When I arrived at the Distillerie des 4 Vallons, my first stop was the hosepipe in the farmyard: I was covered in mud. From the road on the way, I had spied a beautiful field of lavender on a nearby hill. The direction of the morning sun and view meant I needed to cross the field to photograph it, and what appeared to be innocent soil between the rows of lavender turned out be to a particularly sinky, sticky sort of clay. After only a few steps, my shoes had so much mud attached that they had tripled in size and were too heavy to lift. Undeterred, I took them off and continued barefoot to get my shot. When Stephan saw the state of my feet, legs and hands on my return, he aired some mild objections about my getting back in the car, but finally agreed that he couldn’t abandon his photographer in a field so early into the job.
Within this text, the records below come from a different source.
PR #3349, opened 2026-05-11
fix: #3348 make AdvancedSQLiteSession add_items atomic

### LINKED ISSUE #3348: AdvancedSQLiteSession.add_items can report success after structure metadata failure
### Please read this first

### Describe the bug

### Debug information

### Repro steps

```python
import asyncio
import sqlite3

        raw_count = conn.execute(
            (session.session_id,),
        ).fetchone()[0]
            (session.session_id,),
        ).fetchone()[0]

    session.close()


async def main():


asyncio.run(main())
```

Actual result:

```text
```

### Expected behavior

Aphroq:
### Summary

`AdvancedSQLiteSession.add_items()` now writes base message rows and `message_structure` rows in a single transaction. If structure metadata cannot be written, the message insert rolls back and the original error is surfaced to the caller instead of returning after creating invisible or orphaned session rows.

Added regression coverage for:
- rolling back base messages when structure metadata fails
- retrying the same batch after a metadata failure without duplicating rows

----------------------------------
Updated the branch with additional hardening after reviewing the compatibility boundary.

- `add_items()` still treats message rows and `message_structure` rows as one atomic save, but failure logging now preserves the original traceback before re-raising.
- The legacy `_add_structure_metadata()` repair path now also re-raises after cleanup, so structure metadata is no longer described or handled as merely supplementary.
- Added regression coverage for two additional transaction boundaries:
  - a failed second batch preserves previously committed history and structure rows
  - a partial `message_structure` write rolls back together with the newly inserted message rows

Compatibility note: this intentionally changes the failure path from logging and returning to fail-fast behavior. The old behavior could report success even though `AdvancedSQLiteSession.get_items()` could not read the saved messages, which hides data consistency problems and makes caller retry logic unreliable.

### Test plan

- `uv run pytest tests/extensions/memory/test_advanced_sqlite_session.py -q`

### Issue number

Closes #3348

### Checks

### DIFF
--- a/src/agents/extensions/memory/advanced_sqlite_session.py
+++ b/src/agents/extensions/memory/advanced_sqlite_session.py
@@ -133,26 +133,15 @@ class AdvancedSQLiteSession(SQLiteSession):
         def _add_items_sync():
             """Synchronous helper to add items and structure metadata together."""
             with self._locked_connection() as conn:
-                # Keep both writes in one critical section so message IDs and metadata stay aligned.
-                self._insert_items(conn, items)
-                conn.commit()
                 try:
+                    # Keep both writes in one transaction so metadata failures do not leave orphans.
+                    self._insert_items(conn, items)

Here at this Aubanel family farm, the harvest and distillation of organic lavender oil was well under way, without a tourist in sight. Three generations of Aubanels and their employees were busy cutting lavender in the fields, transporting it back to the farm, crushing it, heating it and collecting its oil, then dumping the plant waste. Wives, mothers and children were sitting in the shade down the lane weaving decorative lavender objects by hand. Yet, busy as they were, everyone seemed to be in pretty good humour. Lavender, a known relaxant, was perhaps having its effect. “How does it feel to be surrounded by the overpowering scent of lavender oil all day?” I asked Alain Aubanel, as I photographed his portrait. “I feel quite high, actually,” he beamed.
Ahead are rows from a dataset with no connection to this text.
PR #3287, opened 2026-05-08
fix: #3286 send realtime output for unknown tool calls

Aphroq:
### Summary

Send a model-visible error tool output when realtime receives a tool call whose name is not available on the current agent.

Known function tools, rejected tools, and handoffs already complete model-visible tool calls with `RealtimeModelSendToolOutput`. This change makes the unknown-tool branch do the same with `start_response=True`, while preserving the existing local `RealtimeError` event for application observers.

### Test plan

- `uv run pytest tests/realtime/test_session.py -k "unknown_tool_handling"`
- `bash .agents/skills/code-change-verification/scripts/run.sh`

### Issue number

Closes #3286

### Checks

- [x] I've added new tests (if relevant)
- [ ] I've added/updated the relevant documentation
- [x] I've run `make lint` and `make format`
- [x] I've made sure tests pass

PR #3366, opened 2026-05-11
fix: avoid auto response for unknown realtime tools (ref: #3287)

seratch:
This pull request fixes unknown Realtime tool handling so the SDK completes the model-visible tool call with an error output without automatically triggering a follow-up model response.

Previously, the unknown-tool branch sent `RealtimeModelSendToolOutput(start_response=True)`, which caused the Realtime model backend to receive a `response.create` immediately after the error output. That made the assistant respond even when the application may want to decide whether to continue, recover tool configuration, or stop the turn. Known tools, approval rejections, and handoffs still trigger follow-up responses as before.

context: https://github.com/openai/openai-agents-python/pull/3287#issuecomment-4425289301

### DIFF
--- a/src/agents/realtime/session.py
+++ b/src/agents/realtime/session.py
@@ -776,7 +776,7 @@ class RealtimeSession(RealtimeModelListener):
                 RealtimeModelSendToolOutput(
                     tool_call=event,
                     output=error_message,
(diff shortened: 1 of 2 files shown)


seratch:
@codex review

PR #3458, opened 2026-05-19
Support function_tool on instance methods

### LINKED ISSUE #94: Add `method_tool` Functionality

adit24dhaya:
### Summary

- Support using `@function_tool` on instance methods by binding the decorated tool when accessed from an instance.
- Omit the implicit `self` parameter from generated tool schemas while preserving normal function-tool behavior.
- Add regression coverage for instance-method tools, including context after `self`, and document the usage pattern.

### Test plan

- `.venv/bin/python -m pytest tests/test_function_tool.py`
- `.venv/bin/ruff format --check src/agents/function_schema.py src/agents/tool.py tests/test_function_tool.py`
- `.venv/bin/ruff check src/agents/function_schema.py src/agents/tool.py tests/test_function_tool.py`
- `.venv/bin/pyright src/agents/function_schema.py src/agents/tool.py tests/test_function_tool.py`
- `git diff --check`

### Issue number

Closes #94

### Checks

- [ ] I've run `make lint` and `make format` (Ruff format/check commands above passed locally)


seratch:
Thanks for your effort here. We'll close this PR for the reason I mentioned at https://github.com/openai/openai-agents-python/issues/94#issuecomment-5156046423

Photograph of tractor harvesting lavender field

Me aboard the ‘larvester‘, courtesy of André Aubanel

When I was offered a ride in the giant ‘larvester‘, a sort of customised combine harvester, I accepted enthusiastically. However, as everyone was working round the clock, the driver clearly had no intention of stopping, nor of cutting the airoplane-level engine noise to explain to a clueless photographer how to get aboard or which moving parts to avoid. When the signal was given, I crossed my fingers, ran alongside and scrambled aboard. I was instantly grateful for the noise-cancelling earmuffs that the driver gallantly took off to give me, and worked out by trial and error which parts of the vehicle were hotter than boiling point and which others could be (uncomfortably) leaned on. I precariously wedged myself in the cab, did my best to breathe – and take photographs – through the thick clouds of hot lavender dust and started to feel strangely high myself.
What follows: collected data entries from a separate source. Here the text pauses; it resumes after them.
PR #3451, opened 2026-05-18
fix: runtime handling updates

adrianbravo-oai:
## Summary
- Refresh runtime handling around session and tool-call flows.
- Adjust model configuration metadata used by runtime integrations.
- Add focused coverage for the updated behavior.

## Validation
- .venv/bin/python -m pytest tests/model_settings/test_serialization.py tests/models/test_trace_config.py tests/mcp/test_streamable_http_client_factory.py tests/test_run_context_approvals.py tests/test_run_state.py::TestRunState::test_trace_api_key_serialization_is_opt_in tests/realtime/test_session.py
- .venv/bin/ruff check <touched files>
- .venv/bin/ruff format --check <touched files>
- git diff --check

PR #3466, opened 2026-05-20
fix: apply hardened http client default to MCP SSE transport

ioleksiuk:
## Summary
Mirror the redirect-hardening pattern from #3451 to the SSE transport.

`MCPServerStreamableHttp.create_streams` (`server.py:1444-1446`) always applies `_create_default_streamable_http_client`, which sets `follow_redirects=False`. `MCPServerSse.create_streams` (`server.py:1300-1301`) only forwarded the factory when the user supplied one, so the default path fell through to MCP SDK's `create_mcp_http_client`, which has `follow_redirects=True`.

This PR aligns the two transports so the default SSE client picks up the same hardening as StreamableHTTP.

## Test plan
- Updated `tests/mcp/test_mcp_auth_params.py::test_sse_default_no_auth_no_factory` and `test_sse_with_auth` to assert the default factory is now always forwarded.
- Existing SSE tests with user-provided factory (`test_sse_with_httpx_client_factory`, `test_sse_with_auth_and_factory`) continue to pass unchanged.
- `uv run pytest tests/mcp/` — 209 passed.
- `uv run ruff check` / `ruff format --check` — clean.

### DIFF
--- a/src/agents/mcp/server.py
+++ b/src/agents/mcp/server.py
@@ -1297,8 +1297,9 @@ class MCPServerSse(_MCPServerWithClientSession):
         }
         if "auth" in self.params:
             kwargs["auth"] = self.params["auth"]
-        if "httpx_client_factory" in self.params:
-            kwargs["httpx_client_factory"] = self.params["httpx_client_factory"]
+        kwargs["httpx_client_factory"] = (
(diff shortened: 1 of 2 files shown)


seratch:
@codex review

seratch (approved):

Hunting for the holy lavender grail

After experiencing all stages of the lavender harvest with the Aubanels, Stephan and I then spent the rest of our assignment in and around the regional natural park of the Vercors. We checked out the local scenery, hikes, hotels, restaurants and even a war museum to provide a complete list of travel recommendations for readers who might seek something other than lavender during their vacation. Yet, as photographer, I felt that we had missed something: seeing lavender growing in the wild.

A different species of lavender from the cultivated variety, the wild version is also valued for its medicinal and culinary properties. For the reportage, I felt it was important to photograph the origin of the whole industry: lavender growing free in the hills of the Drôme. To this end, I interrogated old ladies on village benches, climbed up hills where likely lavender spots had been pointed out by wagging fingers and gazed intently at the landscape from the car window, but to no avail. I had started to give up the quest entirely by the last afternoon of our assignment, when, on a short walk below the stunning Cirque d’Archiane, I caught sight of a flash of blue next to the path. The alarm in Stephan’s eyes was testament to the volume of my shout as I knelt down and roared with delight: all across the mountain meadow alongside, in amongst the grass, bees were buzzing busily around a whole wild garden of lavender.